Issue #716, opened 2021-02-08
JSON-based config support


veggiesaurus:
We need to add support for system- and user-based config files for the backend. We already use JSON for the frontend and carta-node-server configurations, and JSON schema allow us to easily validate things.

The backend should look for a system config file in `/etc/carta/backend.json`, and a user config file in `~/.carta/backend.json`. We should also allow a command-line parameter `no_user_config` parameter to disable the user config (useful for the server use case). This will leave us with 4 sources of settings:

0) default settings
1) system config file
2) user config file
3) command-line arguments

In terms of precedence, anything specified in (3) should override (2). Anything specified in (2, 3) should override (1). The only exception being the `no_user_config` argument, which will always disable (2). One nice way to handle this is by storing the resultant settings as a JSON object, formed by merging multiple JSON sources. We'd need a JSON object for the defaults and the command-line arguments.

I suggest we use the modern and widely used [nlohmann/json](https://github.com/nlohmann/json) header-only package for this. It's easily installable on ubuntu, centOS (as `json-devel`) and homebrew. I think we'd need to support both versions 2 and 3, though, since ubuntu bionic has version 2.1..1, rather than 3.7.3 in focal.

We should have a well-defined JSON schema for the backend configuration. This will make it easier to ensure that our config files are valid, and we can also use it to generate documentation (we've done this for carta-node-server).

This feature would really benefit from extensive unit tests to ensure that the correct options get set when using various config sources.

confluence:
I have previously expressed my concerns about users hand-editing JSON. I think that this can be mitigated if we have an option to generate a default / example config file, perhaps accessible through a flag to the backend, and include this when we package the backend (not in the location which activates it; as `/etc/carta/backend.json-example`, or something like that).

JSON doesn't natively support comments (although there are dialects / parsers that do). `nlohmann/json` has them disabled by default, but it's possible to enable C-like comments. It may be useful to allow this for hand-editable config files, but it may affect interoperability if they ever need to be parsed or written by another library (e.g. in future it may be useful to have a UI for editing this file in the frontend). Also, trailing commas are not allowed in JSON, which can make selective commenting tricky.

Despite my reservations, I think that if we're already using JSON for all our other configuration files, it would be good to be consistent.

I think that the override hierarchy that you have described makes sense.

veggiesaurus:
[...]

PR #783, opened 2021-03-26
ProgramSettings: JSON based user and system settings

jolopezl:
Currently, this is just a rough implementation of JSON-based user and system settings. Follows what's prescribed in #716.

Needs:

- [x] Full list of parameters.
- [x] Check input file format, prevent crashes.
- [x] Add `no_user_config`.
- [x] Fix program settings tests.
- [x] Add tests for JSON based configs
- [x] Add a complete set of tests

The implementation is simple. It allows to check four sources of settings (quoting #716):

1. default settings
2. system config file
3. user config file
4. command-line arguments

Anything specified in (3) should override (2). Anything specified in (2, 3) should override (1). The only exception being the `no_user_config` argument, which will always disable (2).


jolopezl:
A bit of explanation: 
- Command-line settings are parsed into a JSON object. System and user settings are parsed into two JSON objects, with the user settings merged on top of the system systems (user > system). Next, command-line settings' JSON is merged on top of the result of system and user settings (command-line > user > system), if there's any.
- System and user settings can be overridden with `--no_system_config` and `--no_user_config` command-line options respectively.

test/TestProgramSettings.cc
```diff
@@ -214,4 +216,42 @@ TEST_F(ProgramSettingsTest, MultipleImagesFromPositional) {
     EXPECT_EQ(settings.files[0], casa_image.string().substr(1));
     EXPECT_EQ(settings.files[1], fits_image.string().substr(1));
     EXPECT_EQ(settings.files[2], hdf5_image.string().substr(1));
+}
+
+TEST_F(ProgramSettingsTest, ExpectedValuesLongJSON) {
+    // auto settings = SettingsFromString(
```
veggiesaurus: can we remove these commented out lines?

src/SessionManager/ProgramSettings.h
```diff
@@ -36,8 +38,18 @@ struct ProgramSettings {
...
+    bool no_user_config = false;
+    bool no_system_config = false;
+
+    nlohmann::json command_line_settings;
+    bool system_settings_json_exists = false;
+    bool user_settings_json_exists = false;
+
     ProgramSettings() = default;
     ProgramSettings(int argc, char** argv);
+    void CommandLineSettings(int argc, char** argv);
```
veggiesaurus: `ApplyCommandLineSettings` perhaps?

veggiesaurus: or `GetJSONConfigFromCommandLine` :shrug: `CommandLineSettings` by itself seems a bit vague.

test/TestProgramSettings.cc
jolopezl: Done

src/SessionManager/ProgramSettings.h
jolopezl: Done

src/SessionManager/ProgramSettings.cc
```diff
@@ -34,6 +37,99 @@ void applyOptionalArgument(T& val, const string& argument_name, const cxxopts::P
...
+    }
+    if (j.contains("exit_timeout")) {
+        wait_time = j.at("exit_timeout");
+    }
+    if (j.contains("initial_timeout")) {
+        init_wait_time = j.at("initial_timeout");
+    }
+    if (j.contains("idle_timeout")) {
+        idle_session_wait_time = j.at("idle_timeout");
+    }
```
confluence: This is quite verbose. We're limited in how we can simplify this because we can't easily iterate over the destination variables or map them to the JSON values (although... would it make sense to store these values permanently *as* a JSON object?), but we could use [`value`](https://nlohmann.github.io/json/doxygen/classnlohmann_1_1basic__json_a11641b35219676b225d9bd15c7677659.html#a11641b35219676b225d9bd15c7677659):

    verbosity = j.value("verbosity", verbosity);
    no_log = j.value("no_log", no_log);
    (...)

Does this make sense? Does it look better?

src/SessionManager/ProgramSettings.cc
```diff
@@ -182,6 +283,55 @@ sending messages to the backend).
             files.push_back(relative_path.string());
         }
     }
+
+    // produce JSON for over-ridding system and user configuration;
```
confluence: over-ridding -> overriding

src/SessionManager/ProgramSettings.cc
```diff
@@ -182,6 +283,55 @@ sending messages to the backend).
...
+    // Options here need to match all options available for system and user settings
+    command_line_settings = json({}); // needs to have empty JSON at least in case of no command line options
+    if (result.count("verbosity")) {
```
confluence: This is also a lot of boilerplate to check if the keys exist. But I'm not sure if we can easily do anything about this because of the need to cast to different types.

test/TestProgramSettings.cc
```diff
@@ -214,4 +216,39 @@ TEST_F(ProgramSettingsTest, MultipleImagesFromPositional) {
...
+    EXPECT_EQ(settings.no_http, true);
+    EXPECT_EQ(settings.no_browser, true);
+    EXPECT_EQ(settings.host, "helloworld");
+    EXPECT_EQ(settings.port, 1234);
+    EXPECT_EQ(settings.grpc_port, 5678);
+    EXPECT_EQ(settings.omp_thread_count, 10);
+    EXPECT_EQ(settings.top_level_folder, "/tmp");
+    EXPECT_EQ(settings.frontend_folder, "/var");
+    EXPECT_EQ(settings.wait_time, 10);
+    EXPECT_EQ(settings.init_wait_time, 11);
```
confluence, line 261: We should also check the values of options which weren't set (because they weren't present in the config). If this is intended to be a user-editable configuration file, should we also test config with invalid values, and make sure that we can recover from them?

src/SessionManager/ProgramSettings.cc
veggiesaurus: that looks much neater

test/TestProgramSettings.cc
veggiesaurus: yes, we need these additional checks in the unit tests

src/SessionManager/ProgramSettings.cc
veggiesaurus: The only solution I can think of is something like 

```
vector<string> bool_keys = {"verbosity", "no_log", "log_performance", "log_protocol_messages", ...};

for(auto& key : bool_keys)) {
    if (result.count(key)) {
        command_line_settings[key] = result[key].as<bool>();
    }
}

// Repeat for int and string

```

src/SessionManager/ProgramSettings.cc
jolopezl: I agree with both of you. I implemented it both ways, and of course, using `value` is shorter, but it becomes harder to guess what's happening when you read it for the first time. I think it is more evident to know what's going on when you read:
```
    if (j.contains("verbosity")) {
        verbosity = j.at("verbosity");
    }
```
rather than:
```
verbosity = j.value("verbosity", verbosity);
```
without going to the reference/documentation.

I will use `value`.

src/SessionManager/ProgramSettings.cc
jolopezl: I agree with both of you.

test/TestProgramSettings.cc
jolopezl: I totally agree with you. I was, and I think I am still simplistic at this point, but I think it's better now.

jolopezl:
@confluence, @veggiesaurus, could you please recheck this PR. My apologies that this fell between the cracks. I had changes done without a push.

src/SessionManager/ProgramSettings.cc
```diff
@@ -34,6 +38,141 @@ void applyOptionalArgument(T& val, const string& argument_name, const cxxopts::P
...
+
+    const fs::path user_settings_path = fs::path(getenv("HOME")) / CARTA_USER_FOLDER_PREFIX / "backend.json";
+    const fs::path system_settings_path = "/etc/carta/backend.json";
+
+    json settings;
+    if (fs::exists(system_settings_path) && !no_system_config) {
+        settings = JSONConfigSettings(system_settings_path.string());
+        system_settings_json_exists = true;
+        spdlog::info("System settings found. Command-line arguments and will override system settings");
+        spdlog::info("If you want to ignore system settings, use --no_system_config as command-line argument.");
```
confluence: These messages seem much too verbose for `info`. I would 

1. add a paragraph for the detailed precedence and option explanation to the program help message
2. change these just to print "Reading [system/user] settings from [path to file]"
3. change them to debug.

src/SessionManager/ProgramSettings.cc
```diff
@@ -34,6 +38,141 @@ void applyOptionalArgument(T& val, const string& argument_name, const cxxopts::P
...
+    }
+
+    if (fs::exists(user_settings_path) && !no_user_config) {
+        auto user_settings = JSONConfigSettings(user_settings_path.string());
+        user_settings_json_exists = true;
+        spdlog::info(
+            "User settings found, applying on top of system settings. Note that Command-line arguments will override system and user "
+            "settings");
+        spdlog::info("If you want to ignore system settings, use --no_user_config as command-line argument.");
```
confluence: As above.

src/SessionManager/ProgramSettings.cc
```diff
@@ -34,6 +38,141 @@ void applyOptionalArgument(T& val, const string& argument_name, const cxxopts::P
...
+    return j;
+}
+
+void ProgramSettings::SetSettingsFromJSON(const json& j) {
+    ValidateJSON(j); // check for invalid keys, store them in std::set for easy counting
+    // logic here is
+    // value = check invalid, if invalid then default value, otherwise check json and assign its value, otherwise default
+    if (!invalid_keys.count("verbosity")) {
+        verbosity = j.value("verbosity", verbosity);
+    }
```
confluence: As I recall we changed this from a slightly different syntax to be less verbose, but these invalid checks reintroduce the same verbosity.

I'm also not sure that `ValidateJSON` should be a separate function to this and use `invalid keys` to store intermediate state. Ideally validation and setting the value should be done once in the same loop(s).

src/SessionManager/ProgramSettings.cc
```diff
@@ -34,6 +38,141 @@ void applyOptionalArgument(T& val, const string& argument_name, const cxxopts::P
...
+    if (!invalid_keys.count("initial_timeout")) {
+        init_wait_time = j.value("initial_timeout", init_wait_time);
+    }
+    if (!invalid_keys.count("idle_timeout")) {
+        idle_session_wait_time = j.value("idle_timeout", idle_session_wait_time);
+    }
+}
+
+void ProgramSettings::ValidateJSON(const json& j) {
```
confluence: Can we not turn the sets of keys into unordered maps, mapping the key values to pointers to the attributes, and set the attribute values here instead of doing it in a separate function?

~These collections could also be in this function's scope, since they are only used here. But maybe it's clearer to have them declared in the class scope.~ Sorry; I see they are also used in another place.

src/SessionManager/ProgramSettings.cc
```diff
@@ -34,6 +38,141 @@ void applyOptionalArgument(T& val, const string& argument_name, const cxxopts::P
...
+    for (const auto& key : int_keys) {
+        if (!j.count(key)) {
+            continue;
+        }
+        if (!j[key].is_number_integer()) {
+            spdlog::warn("Config file has problems, please check key with name {}, it's current value is {}", key, j[key]);
```
confluence: In all these messages "it's" should be "its", and the commas should be full stops.

confluence (changes requested):

src/SessionManager/ProgramSettings.cc
```diff
@@ -34,6 +38,141 @@ void applyOptionalArgument(T& val, const string& argument_name, const cxxopts::P
...
+        }
+    }
+    if (invalid_keys.size()) {
+        std::stringstream ss;
+        for (const auto& key : invalid_keys) {
+            ss << key << ", ";
+        }
+        auto res = ss.str();
+        res = res.substr(0, res.size() - 2); // remove traling space and comma
+        spdlog::warn("List of invalid keys in settings = {}", res);
```
confluence: This is redundant, since we already have individual warnings for each invalid entry.

src/SessionManager/ProgramSettings.cc
confluence: We should also mention the expected type in these messages.

confluence (changes requested):

src/SessionManager/ProgramSettings.cc
jolopezl: Ok.

src/SessionManager/ProgramSettings.cc
jolopezl: Ok, good point removing.

src/SessionManager/ProgramSettings.cc
jolopezl: We changed the code to another place to reduce verbosity. It was possible because the verbosity overhead came from string values but not from variables with different types. I think this validation check is important, and it's good to have it in a separate method. Otherwise, we would need to add another library to check against the JSON schema. If we mix the validation part into the settings assignment, I think the verbosity will only increase.

src/SessionManager/ProgramSettings.cc
jolopezl: Wouldn't that require the same amount of verbosity to define all map elements pointing to each different setting? Also, three different maps, one for each value type, same as with the keys. I agree that the code can be simplified, but it will look less clear.

src/SessionManager/ProgramSettings.cc
confluence: We changed to `.value` to avoid repeated `.contains` checks, but we have now gone back to the same problem but with a different membership check. I'll elaborate on my suggestion in my other comment.

src/SessionManager/ProgramSettings.cc
confluence: I think it will look much clearer to define the maps and iterate over the keys and values in a single set of loops both to validate the type and to set the value. We are halfway towards this solution anyway with the three sets of keys grouped by type. This will allow us to remove the additional pass over all the key values and attributes.

confluence: To clarify, I am suggesting that we convert the sets of keys to maps of keys to attribute pointers and use them once, not that we create an additional set of maps and use them in a separate set of three loops. _(Edited for grammar.)_

src/SessionManager/ProgramSettings.cc
jolopezl: I do remember that, but this adds another level of check for some type of safety. So, it's in principle a new change.

confluence: Yes, I understand -- I'm not objecting to the check, but to the verbosity of the explicit repetition (which is the kind of verbosity the original change removed). Hence my suggestion to combine this and the validation function into a single pass which uses maps of keys to attributes.

src/SessionManager/ProgramSettings.cc
jolopezl: Thanks for explaining your points in detail. I implemented the changes as you suggest.

src/SessionManager/ProgramSettings.cc
```diff
@@ -34,6 +37,80 @@ void applyOptionalArgument(T& val, const string& argument_name, const cxxopts::P
...
+    } catch (json::exception err) {
+        spdlog::warn("Config file {} has problems, please check", json_file_path);
+        spdlog::warn(err.what());
+    }
+    return j;
+}
+
+void ProgramSettings::SetSettingsFromJSON(const json& j) {
+    for (const auto& key : int_keys_map) {
+        if (!j[key.first].is_number_integer()) {
```
confluence: One last thing: shouldn't we check if `j.contains(key.first)` *before* the type validation here?

confluence (changes requested):

src/SessionManager/ProgramSettings.cc
jolopezl: Of course!

src/SessionManager/ProgramSettings.cc
```diff
@@ -34,6 +37,83 @@ void applyOptionalArgument(T& val, const string& argument_name, const cxxopts::P
...
+    return j;
+}
+
+void ProgramSettings::SetSettingsFromJSON(const json& j) {
+    for (const auto& key : int_keys_map) {
+        if (!j.contains(key.first)) {
+            continue;
+        }
+        if (!j[key.first].is_number_integer()) {
+            spdlog::warn("Config file has problems, please check key with name {}. Its current value is {}, and a number is expected",
```
confluence: Very last comment: I would change these messages to something like:

"Problem in config file at key {}: current value is {}, ~and~but a number is expected."

It's slightly inconvenient that we can't tell the user what the file is because we've merged them, but I'm not sure if it's enough of a problem for us to re-run this function on the two files separately instead of merging them. What do you think?

(Edited text suggestion: I think "but" is clearer.)

confluence (changes requested):
Last comment about the warning message text.

src/SessionManager/ProgramSettings.cc
jolopezl: > Very last comment: I would change these messages to something like:

Feel free to add as many comments as needed. No worries.

> 
> "Problem in config file at key {}: current value is {}, and a number is expected."
> 

Thanks for the suggestion. I will change the message accordingly; also fix the number/boolean/string part such that the message is correct.

> It's slightly inconvenient that we can't tell the user what the file is because we've merged them, but I'm not sure if it's enough of a problem for us to re-run this function on the two files separately instead of merging them. What do you think?

I think it's our responsibility to give the best possible indication of what can be going wrong. I will adapt the code a little bit. It isn't a huge change. Just extending the JSONConfigSettings method to something like:
```cpp
json ProgramSettings::JSONConfigSettings(const std::string& json_file_path) {
    std::ifstream ifs(json_file_path, std::ifstream::in);
    json j;
    try {
        j = json::parse(ifs);
    } catch (json::exception err) {
        spdlog::warn("Config file {} has problems, please check", json_file_path);
        spdlog::warn(err.what());
    }
    for (const auto& key : int_keys_map) {
        if (j.contains(key.first) && !j[key.first].is_number_integer()) {
            spdlog::warn("Problem in config file {}, at key {}: current value is {}, and a number is expected.", json_file_path, key.first, j[key.first]);
        }
    }
    for (const auto& key : bool_keys_map) {
        if (j.contains(key.first) && !j[key.first].is_boolean()) {
            spdlog::warn("Problem in config file {}, at key {}: current value is {}, and a boolean is expected.", json_file_path, key.first, j[key.first]);
        }
    }
    for (const auto& key : strings_keys_map) {
        if (j.contains(key.first) && !j[key.first].is_string()) {
            spdlog::warn("Problem in config file {}, at key {}: current value is {}, and a string is expected.", json_file_path, key.first, j[key.first]);
        }
    }
    return j;
}
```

= = = =

**Problem details:** Copy all lines from the listing that contain "ensure".

**Result for this exercise:**
We should have a well-defined JSON schema for the backend configuration. This will make it easier to ensure that our config files are valid, and we can also use it to generate documentation (we've done this for carta-node-server).
This feature would really benefit from extensive unit tests to ensure that the correct options get set when using various config sources.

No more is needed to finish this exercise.